Record set Start Marker
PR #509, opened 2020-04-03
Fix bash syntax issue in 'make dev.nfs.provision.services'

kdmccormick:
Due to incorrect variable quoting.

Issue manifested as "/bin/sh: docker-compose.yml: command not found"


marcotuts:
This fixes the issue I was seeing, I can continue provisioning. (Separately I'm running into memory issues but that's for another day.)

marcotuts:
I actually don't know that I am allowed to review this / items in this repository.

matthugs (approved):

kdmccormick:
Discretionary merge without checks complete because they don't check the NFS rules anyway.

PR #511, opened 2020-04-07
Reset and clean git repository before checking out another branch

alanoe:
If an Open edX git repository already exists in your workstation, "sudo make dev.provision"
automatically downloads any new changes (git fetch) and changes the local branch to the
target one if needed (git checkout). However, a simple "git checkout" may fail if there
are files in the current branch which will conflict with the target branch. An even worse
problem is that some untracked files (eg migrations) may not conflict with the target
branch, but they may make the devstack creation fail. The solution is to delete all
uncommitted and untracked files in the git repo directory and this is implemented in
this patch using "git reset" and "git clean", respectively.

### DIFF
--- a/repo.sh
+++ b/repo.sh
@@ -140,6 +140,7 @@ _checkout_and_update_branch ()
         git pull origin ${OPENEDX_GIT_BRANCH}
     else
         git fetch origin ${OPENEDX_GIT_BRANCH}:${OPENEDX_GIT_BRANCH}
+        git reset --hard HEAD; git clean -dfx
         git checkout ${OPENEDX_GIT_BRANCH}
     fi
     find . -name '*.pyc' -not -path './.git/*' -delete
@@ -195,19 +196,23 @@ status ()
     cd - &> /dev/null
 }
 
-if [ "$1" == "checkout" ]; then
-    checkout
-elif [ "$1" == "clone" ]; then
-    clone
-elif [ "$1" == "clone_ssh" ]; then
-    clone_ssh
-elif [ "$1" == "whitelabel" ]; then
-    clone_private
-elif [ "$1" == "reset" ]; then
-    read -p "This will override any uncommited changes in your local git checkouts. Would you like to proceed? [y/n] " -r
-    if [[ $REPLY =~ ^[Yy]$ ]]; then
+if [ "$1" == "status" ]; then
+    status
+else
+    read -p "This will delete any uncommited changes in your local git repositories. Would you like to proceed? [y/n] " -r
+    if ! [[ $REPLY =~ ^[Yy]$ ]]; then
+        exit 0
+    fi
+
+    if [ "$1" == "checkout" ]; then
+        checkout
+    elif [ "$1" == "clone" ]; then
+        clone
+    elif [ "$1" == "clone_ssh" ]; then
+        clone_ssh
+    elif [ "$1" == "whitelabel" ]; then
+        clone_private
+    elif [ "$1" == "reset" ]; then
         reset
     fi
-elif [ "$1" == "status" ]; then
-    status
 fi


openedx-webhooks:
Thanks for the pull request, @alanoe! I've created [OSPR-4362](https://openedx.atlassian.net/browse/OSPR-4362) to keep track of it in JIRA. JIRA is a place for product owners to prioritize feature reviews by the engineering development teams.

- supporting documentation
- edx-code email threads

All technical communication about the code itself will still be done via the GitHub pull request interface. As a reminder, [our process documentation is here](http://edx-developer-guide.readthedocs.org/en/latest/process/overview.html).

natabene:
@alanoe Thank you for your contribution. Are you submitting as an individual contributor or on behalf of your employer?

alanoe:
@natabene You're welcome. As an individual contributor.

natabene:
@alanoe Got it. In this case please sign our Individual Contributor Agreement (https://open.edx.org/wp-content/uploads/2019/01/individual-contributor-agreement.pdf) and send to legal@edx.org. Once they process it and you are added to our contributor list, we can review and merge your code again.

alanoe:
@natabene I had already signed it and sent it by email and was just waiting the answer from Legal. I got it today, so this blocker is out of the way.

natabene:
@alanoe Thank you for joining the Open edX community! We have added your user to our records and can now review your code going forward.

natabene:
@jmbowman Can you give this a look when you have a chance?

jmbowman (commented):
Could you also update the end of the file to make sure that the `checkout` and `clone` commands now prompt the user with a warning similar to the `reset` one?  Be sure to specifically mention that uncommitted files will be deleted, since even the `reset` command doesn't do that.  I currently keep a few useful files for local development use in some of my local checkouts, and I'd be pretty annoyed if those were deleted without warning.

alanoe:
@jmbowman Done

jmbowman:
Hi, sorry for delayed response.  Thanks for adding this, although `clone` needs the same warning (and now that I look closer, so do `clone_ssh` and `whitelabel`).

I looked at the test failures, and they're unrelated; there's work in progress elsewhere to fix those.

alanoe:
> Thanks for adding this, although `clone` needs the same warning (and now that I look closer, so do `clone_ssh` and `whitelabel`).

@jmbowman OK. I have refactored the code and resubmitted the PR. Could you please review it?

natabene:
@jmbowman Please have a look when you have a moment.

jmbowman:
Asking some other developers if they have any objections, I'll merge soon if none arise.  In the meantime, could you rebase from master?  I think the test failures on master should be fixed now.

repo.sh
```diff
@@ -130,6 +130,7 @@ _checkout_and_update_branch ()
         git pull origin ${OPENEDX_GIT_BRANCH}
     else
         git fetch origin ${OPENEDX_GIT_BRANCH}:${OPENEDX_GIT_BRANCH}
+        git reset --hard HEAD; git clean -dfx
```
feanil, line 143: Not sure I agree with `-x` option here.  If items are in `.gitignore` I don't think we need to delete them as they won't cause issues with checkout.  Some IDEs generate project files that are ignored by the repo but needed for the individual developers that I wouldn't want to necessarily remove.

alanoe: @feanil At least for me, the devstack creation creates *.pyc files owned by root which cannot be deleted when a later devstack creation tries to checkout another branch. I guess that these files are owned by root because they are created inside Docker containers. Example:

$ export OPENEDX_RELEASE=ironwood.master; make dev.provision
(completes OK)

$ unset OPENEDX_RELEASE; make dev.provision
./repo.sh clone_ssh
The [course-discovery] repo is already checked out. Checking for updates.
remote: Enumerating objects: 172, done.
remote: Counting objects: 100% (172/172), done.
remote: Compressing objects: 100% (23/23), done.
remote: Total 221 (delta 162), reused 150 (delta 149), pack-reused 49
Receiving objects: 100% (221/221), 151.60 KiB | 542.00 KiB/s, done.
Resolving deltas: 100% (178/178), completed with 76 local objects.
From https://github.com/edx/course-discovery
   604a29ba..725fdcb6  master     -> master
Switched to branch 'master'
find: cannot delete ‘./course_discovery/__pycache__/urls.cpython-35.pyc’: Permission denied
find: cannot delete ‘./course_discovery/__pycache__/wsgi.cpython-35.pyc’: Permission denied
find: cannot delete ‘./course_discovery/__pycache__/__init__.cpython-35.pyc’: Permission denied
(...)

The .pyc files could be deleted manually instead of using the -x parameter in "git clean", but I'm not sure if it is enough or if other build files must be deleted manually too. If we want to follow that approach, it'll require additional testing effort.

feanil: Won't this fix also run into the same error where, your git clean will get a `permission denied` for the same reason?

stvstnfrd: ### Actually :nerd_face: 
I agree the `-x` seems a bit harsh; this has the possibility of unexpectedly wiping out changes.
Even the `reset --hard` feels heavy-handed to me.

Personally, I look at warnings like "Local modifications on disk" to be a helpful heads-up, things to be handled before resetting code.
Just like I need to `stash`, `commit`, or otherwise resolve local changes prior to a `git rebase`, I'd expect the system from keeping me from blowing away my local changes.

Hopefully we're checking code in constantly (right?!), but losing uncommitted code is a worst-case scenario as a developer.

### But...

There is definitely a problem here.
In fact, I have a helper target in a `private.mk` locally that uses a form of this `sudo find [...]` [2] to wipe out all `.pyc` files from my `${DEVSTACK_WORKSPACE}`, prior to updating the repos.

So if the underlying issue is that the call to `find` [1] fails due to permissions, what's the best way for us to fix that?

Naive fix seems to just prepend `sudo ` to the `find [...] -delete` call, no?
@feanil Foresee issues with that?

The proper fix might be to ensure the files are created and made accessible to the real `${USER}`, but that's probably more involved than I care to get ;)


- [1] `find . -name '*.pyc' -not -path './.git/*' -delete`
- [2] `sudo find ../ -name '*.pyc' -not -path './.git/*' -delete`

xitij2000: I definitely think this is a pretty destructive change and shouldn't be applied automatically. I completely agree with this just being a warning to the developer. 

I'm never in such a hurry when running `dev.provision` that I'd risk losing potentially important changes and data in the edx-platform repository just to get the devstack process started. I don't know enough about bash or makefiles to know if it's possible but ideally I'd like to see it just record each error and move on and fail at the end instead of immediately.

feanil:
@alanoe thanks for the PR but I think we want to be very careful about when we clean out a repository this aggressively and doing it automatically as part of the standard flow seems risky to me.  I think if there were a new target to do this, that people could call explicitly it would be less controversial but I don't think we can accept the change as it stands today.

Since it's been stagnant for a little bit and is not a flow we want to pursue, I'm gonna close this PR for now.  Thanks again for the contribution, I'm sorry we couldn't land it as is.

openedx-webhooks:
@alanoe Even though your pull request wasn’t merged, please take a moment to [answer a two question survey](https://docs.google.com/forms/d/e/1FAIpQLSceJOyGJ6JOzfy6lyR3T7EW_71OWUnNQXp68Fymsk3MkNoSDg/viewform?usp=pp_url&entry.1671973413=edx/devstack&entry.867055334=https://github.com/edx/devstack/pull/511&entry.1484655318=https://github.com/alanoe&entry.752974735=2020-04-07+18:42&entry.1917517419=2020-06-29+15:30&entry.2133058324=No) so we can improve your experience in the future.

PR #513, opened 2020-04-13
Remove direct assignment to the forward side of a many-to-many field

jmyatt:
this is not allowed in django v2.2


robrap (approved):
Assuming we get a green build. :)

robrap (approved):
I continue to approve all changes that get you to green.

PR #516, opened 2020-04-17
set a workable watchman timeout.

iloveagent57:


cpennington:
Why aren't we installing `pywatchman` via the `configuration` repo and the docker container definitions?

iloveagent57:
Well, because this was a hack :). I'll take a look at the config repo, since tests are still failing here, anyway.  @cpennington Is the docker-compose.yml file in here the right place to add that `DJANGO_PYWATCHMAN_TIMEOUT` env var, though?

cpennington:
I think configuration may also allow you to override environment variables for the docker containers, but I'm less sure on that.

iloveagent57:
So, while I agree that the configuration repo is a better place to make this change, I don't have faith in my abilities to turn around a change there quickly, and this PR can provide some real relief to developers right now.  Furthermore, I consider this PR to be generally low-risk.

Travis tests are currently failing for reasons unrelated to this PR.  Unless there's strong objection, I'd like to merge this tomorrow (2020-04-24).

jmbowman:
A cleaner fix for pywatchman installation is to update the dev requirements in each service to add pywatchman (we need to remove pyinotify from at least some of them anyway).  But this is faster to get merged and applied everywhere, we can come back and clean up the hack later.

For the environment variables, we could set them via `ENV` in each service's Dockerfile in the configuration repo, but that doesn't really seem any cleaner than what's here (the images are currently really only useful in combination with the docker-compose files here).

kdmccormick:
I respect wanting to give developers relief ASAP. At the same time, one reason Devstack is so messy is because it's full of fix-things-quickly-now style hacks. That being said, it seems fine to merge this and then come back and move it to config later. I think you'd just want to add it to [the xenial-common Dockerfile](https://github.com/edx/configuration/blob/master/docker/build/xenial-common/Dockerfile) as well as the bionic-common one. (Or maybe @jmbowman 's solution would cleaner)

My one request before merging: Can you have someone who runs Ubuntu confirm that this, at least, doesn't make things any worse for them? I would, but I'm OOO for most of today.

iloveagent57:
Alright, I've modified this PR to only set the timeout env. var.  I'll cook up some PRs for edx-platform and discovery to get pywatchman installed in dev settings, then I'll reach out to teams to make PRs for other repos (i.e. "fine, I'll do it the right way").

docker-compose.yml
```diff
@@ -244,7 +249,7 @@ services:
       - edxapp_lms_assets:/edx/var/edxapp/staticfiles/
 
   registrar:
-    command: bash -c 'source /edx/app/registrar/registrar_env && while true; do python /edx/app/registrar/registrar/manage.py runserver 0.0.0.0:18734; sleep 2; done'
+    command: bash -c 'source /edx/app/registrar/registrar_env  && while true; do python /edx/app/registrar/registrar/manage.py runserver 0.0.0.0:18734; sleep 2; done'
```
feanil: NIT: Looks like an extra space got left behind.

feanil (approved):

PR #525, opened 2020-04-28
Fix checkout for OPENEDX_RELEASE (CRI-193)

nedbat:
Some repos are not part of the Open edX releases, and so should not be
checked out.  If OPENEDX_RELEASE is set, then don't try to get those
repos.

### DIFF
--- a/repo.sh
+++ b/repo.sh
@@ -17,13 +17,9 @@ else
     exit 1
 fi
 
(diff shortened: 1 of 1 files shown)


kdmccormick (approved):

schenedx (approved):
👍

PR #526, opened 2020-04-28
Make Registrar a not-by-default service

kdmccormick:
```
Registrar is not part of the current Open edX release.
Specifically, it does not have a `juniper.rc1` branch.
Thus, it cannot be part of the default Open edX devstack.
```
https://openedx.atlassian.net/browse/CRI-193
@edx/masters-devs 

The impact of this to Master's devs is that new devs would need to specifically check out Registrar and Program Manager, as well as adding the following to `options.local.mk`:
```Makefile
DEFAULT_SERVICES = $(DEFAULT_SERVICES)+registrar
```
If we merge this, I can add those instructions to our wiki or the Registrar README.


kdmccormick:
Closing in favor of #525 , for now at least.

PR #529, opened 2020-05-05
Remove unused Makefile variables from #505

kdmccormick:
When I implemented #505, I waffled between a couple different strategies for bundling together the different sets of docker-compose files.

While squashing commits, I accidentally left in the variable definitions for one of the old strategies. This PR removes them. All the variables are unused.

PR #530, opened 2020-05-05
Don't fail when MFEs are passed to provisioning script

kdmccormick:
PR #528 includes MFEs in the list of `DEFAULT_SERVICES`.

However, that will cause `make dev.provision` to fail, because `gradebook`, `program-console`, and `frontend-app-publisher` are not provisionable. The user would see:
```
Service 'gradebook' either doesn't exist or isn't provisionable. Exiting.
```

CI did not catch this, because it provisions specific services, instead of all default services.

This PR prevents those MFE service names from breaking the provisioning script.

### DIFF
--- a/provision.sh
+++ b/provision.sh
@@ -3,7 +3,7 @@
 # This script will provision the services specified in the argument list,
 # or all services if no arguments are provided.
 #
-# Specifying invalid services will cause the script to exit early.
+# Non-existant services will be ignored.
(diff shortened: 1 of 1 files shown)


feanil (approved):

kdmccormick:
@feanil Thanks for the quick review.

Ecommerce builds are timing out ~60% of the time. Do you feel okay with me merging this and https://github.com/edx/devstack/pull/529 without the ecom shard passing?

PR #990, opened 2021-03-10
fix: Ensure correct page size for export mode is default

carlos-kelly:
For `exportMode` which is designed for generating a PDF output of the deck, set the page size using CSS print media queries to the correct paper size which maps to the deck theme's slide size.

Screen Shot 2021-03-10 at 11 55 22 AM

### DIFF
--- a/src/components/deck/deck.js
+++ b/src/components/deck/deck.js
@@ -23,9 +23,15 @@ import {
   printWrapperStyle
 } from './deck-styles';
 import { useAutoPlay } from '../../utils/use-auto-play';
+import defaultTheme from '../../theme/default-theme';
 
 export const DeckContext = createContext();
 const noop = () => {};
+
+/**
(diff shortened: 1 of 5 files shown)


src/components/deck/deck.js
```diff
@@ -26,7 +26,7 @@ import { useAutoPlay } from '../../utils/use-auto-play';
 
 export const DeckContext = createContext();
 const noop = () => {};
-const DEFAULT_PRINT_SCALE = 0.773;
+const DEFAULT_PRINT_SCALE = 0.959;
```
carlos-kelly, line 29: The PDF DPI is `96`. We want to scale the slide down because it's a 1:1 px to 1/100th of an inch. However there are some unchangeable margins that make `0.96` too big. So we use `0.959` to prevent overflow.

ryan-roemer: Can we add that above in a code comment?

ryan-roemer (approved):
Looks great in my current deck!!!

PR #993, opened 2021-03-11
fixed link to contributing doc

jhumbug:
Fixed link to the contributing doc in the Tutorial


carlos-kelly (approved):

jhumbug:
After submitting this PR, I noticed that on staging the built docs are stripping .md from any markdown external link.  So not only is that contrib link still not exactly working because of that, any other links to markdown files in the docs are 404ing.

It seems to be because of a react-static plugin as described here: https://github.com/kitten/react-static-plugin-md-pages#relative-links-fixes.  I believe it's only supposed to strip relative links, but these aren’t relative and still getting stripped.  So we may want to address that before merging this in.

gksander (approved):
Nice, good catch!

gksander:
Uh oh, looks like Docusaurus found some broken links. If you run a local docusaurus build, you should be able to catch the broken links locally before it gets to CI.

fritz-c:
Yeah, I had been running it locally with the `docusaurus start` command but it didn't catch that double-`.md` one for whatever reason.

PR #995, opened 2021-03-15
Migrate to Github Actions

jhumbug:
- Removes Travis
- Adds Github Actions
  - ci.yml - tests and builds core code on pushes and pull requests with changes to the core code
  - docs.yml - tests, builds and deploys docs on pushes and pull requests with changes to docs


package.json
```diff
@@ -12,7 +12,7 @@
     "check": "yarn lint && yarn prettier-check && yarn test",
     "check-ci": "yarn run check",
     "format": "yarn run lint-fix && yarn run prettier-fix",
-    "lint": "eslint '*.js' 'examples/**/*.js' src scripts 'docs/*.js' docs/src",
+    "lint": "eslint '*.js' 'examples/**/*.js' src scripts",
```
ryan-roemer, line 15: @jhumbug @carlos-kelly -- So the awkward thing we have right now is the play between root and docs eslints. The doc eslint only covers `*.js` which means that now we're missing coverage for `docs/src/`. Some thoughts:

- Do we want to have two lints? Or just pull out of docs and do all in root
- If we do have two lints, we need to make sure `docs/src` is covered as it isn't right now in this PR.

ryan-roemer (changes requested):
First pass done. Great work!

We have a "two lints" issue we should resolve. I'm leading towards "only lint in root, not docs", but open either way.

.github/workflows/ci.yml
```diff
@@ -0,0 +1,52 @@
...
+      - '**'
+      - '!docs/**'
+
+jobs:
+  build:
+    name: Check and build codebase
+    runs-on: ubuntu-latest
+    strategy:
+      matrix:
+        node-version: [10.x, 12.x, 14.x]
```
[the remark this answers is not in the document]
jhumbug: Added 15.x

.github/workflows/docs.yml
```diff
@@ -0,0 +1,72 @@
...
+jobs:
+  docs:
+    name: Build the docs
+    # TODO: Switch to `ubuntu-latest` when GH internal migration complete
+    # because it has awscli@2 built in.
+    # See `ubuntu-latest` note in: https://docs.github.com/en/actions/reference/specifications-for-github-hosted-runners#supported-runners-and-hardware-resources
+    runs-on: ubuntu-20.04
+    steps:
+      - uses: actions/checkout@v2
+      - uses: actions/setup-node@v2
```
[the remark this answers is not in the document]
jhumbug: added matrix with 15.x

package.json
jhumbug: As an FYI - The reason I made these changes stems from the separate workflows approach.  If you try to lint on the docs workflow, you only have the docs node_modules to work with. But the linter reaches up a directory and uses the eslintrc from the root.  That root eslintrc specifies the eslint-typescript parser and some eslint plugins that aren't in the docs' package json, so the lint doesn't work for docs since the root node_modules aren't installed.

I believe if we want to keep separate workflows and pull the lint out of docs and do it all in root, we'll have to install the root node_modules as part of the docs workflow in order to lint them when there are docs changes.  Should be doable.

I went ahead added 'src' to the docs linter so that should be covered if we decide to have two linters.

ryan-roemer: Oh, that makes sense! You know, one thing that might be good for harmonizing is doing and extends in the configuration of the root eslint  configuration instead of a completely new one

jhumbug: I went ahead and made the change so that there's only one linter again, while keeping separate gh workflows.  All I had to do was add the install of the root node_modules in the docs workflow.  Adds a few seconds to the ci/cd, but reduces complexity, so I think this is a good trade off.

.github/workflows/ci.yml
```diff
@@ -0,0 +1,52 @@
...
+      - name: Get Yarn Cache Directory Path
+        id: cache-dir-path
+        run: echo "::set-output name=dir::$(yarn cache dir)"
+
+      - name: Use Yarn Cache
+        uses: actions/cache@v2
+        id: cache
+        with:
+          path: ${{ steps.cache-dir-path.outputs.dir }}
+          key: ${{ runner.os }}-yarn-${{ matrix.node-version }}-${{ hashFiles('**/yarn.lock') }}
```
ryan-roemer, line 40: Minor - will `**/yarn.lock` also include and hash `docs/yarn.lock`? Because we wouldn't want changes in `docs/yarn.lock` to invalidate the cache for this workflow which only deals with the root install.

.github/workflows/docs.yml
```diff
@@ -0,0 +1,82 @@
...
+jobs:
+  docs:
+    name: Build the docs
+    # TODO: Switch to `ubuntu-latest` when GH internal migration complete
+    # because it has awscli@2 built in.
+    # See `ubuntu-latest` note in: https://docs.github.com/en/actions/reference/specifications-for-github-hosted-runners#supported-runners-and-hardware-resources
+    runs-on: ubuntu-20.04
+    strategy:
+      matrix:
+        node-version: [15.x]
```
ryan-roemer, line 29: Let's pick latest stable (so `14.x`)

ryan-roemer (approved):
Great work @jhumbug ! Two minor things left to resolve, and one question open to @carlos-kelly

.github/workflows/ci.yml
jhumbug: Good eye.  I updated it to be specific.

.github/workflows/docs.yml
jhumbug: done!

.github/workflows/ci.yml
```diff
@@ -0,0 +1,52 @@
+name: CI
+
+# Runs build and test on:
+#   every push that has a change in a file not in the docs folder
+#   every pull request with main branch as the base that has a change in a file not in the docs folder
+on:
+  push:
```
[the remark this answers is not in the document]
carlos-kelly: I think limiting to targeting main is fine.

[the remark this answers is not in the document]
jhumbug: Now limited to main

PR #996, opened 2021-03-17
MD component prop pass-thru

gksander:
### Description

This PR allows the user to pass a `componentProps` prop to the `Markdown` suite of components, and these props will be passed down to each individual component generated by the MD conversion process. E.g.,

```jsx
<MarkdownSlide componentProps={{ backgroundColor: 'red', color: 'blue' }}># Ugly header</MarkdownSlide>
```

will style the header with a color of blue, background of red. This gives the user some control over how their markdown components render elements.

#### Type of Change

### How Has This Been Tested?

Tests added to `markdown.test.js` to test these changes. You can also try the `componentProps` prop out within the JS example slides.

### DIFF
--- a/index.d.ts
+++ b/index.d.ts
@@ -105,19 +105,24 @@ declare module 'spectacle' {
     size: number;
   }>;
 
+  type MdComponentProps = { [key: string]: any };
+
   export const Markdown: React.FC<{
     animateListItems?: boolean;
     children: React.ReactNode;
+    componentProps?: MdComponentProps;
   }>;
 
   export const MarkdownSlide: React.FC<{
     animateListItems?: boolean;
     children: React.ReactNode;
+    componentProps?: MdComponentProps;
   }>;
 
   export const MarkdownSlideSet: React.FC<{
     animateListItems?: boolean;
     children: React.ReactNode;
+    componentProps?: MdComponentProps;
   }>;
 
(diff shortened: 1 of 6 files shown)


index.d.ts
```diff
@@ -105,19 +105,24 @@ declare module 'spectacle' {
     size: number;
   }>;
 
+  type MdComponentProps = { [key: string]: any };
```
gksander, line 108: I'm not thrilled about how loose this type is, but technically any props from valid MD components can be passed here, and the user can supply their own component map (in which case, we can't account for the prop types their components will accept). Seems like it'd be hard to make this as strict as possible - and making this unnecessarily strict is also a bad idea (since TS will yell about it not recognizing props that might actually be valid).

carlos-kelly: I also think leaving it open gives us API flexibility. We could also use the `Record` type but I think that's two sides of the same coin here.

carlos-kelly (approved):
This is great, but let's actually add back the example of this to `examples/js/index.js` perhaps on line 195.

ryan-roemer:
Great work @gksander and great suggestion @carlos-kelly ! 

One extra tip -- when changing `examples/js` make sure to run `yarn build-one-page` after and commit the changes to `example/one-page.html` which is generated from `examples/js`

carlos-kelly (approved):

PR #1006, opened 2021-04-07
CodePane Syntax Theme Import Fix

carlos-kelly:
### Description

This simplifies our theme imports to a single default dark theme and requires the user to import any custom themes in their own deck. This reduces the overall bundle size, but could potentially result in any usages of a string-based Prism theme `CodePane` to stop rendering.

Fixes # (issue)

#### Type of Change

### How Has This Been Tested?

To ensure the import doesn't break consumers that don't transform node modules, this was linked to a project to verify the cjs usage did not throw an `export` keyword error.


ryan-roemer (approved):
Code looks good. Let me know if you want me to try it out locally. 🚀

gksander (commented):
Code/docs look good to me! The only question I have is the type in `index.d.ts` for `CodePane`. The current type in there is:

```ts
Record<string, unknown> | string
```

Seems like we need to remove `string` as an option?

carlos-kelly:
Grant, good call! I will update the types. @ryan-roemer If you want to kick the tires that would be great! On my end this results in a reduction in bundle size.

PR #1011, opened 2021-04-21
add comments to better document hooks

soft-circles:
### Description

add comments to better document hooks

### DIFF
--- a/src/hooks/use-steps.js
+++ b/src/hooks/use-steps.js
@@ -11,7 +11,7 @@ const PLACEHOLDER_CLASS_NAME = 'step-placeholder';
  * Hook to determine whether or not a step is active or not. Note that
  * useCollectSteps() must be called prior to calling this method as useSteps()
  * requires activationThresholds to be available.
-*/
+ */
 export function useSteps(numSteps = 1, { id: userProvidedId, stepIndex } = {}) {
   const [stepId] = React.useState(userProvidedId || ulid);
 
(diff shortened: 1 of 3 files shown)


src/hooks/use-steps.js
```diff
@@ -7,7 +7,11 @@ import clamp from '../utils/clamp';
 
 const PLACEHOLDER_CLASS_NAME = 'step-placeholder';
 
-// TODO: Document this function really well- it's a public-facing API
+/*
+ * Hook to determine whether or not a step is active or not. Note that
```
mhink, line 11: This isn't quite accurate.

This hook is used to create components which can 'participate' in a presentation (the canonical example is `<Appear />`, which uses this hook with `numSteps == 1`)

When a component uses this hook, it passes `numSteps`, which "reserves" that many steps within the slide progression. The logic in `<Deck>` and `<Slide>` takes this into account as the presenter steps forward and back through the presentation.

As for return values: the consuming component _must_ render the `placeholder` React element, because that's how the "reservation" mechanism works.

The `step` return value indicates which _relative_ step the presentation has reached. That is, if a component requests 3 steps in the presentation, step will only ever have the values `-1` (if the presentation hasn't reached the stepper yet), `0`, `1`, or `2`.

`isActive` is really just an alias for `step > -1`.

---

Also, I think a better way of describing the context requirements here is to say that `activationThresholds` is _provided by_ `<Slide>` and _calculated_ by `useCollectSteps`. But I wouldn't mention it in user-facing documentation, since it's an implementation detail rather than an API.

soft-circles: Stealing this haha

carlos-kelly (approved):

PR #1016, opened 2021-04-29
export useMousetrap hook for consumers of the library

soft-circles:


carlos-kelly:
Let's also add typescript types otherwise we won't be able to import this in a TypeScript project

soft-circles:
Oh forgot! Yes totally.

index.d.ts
Record set End Marker
About this exercise
Only the lines from the beginning of the material through the line with "PR #511, opened 2020-04-07" should appear in the answer, each copied exactly.

Output for this task
PR #509, opened 2020-04-03
Fix bash syntax issue in 'make dev.nfs.provision.services'

kdmccormick:
Due to incorrect variable quoting.

Issue manifested as "/bin/sh: docker-compose.yml: command not found"


marcotuts:
This fixes the issue I was seeing, I can continue provisioning. (Separately I'm running into memory issues but that's for another day.)

marcotuts:
I actually don't know that I am allowed to review this / items in this repository.

matthugs (approved):

kdmccormick:
Discretionary merge without checks complete because they don't check the NFS rules anyway.

PR #511, opened 2020-04-07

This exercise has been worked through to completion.